-- Extracted records follows --
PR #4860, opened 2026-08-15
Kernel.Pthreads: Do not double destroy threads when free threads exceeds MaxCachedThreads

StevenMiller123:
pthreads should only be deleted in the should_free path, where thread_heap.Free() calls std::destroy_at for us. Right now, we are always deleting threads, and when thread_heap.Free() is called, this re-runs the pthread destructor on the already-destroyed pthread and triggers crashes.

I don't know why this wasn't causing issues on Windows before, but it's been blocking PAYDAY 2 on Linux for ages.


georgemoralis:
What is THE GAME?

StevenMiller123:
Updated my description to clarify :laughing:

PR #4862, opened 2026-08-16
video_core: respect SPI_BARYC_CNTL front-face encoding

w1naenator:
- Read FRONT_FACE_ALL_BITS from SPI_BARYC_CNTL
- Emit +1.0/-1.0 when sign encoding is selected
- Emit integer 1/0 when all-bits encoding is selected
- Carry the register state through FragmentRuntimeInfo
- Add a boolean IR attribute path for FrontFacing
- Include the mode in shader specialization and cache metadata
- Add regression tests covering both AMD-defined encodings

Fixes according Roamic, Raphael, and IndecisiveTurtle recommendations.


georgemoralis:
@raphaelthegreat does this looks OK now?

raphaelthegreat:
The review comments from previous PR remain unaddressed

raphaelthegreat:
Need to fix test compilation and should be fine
-- Extracted records concluded --
What is being asked: Each line from the one with "looks OK now?" through the end of the entries above must be set down exactly, both end lines included, and no other line may appear.

Exercise answer:
@raphaelthegreat does this looks OK now?

raphaelthegreat:
The review comments from previous PR remain unaddressed

raphaelthegreat:
Need to fix test compilation and should be fine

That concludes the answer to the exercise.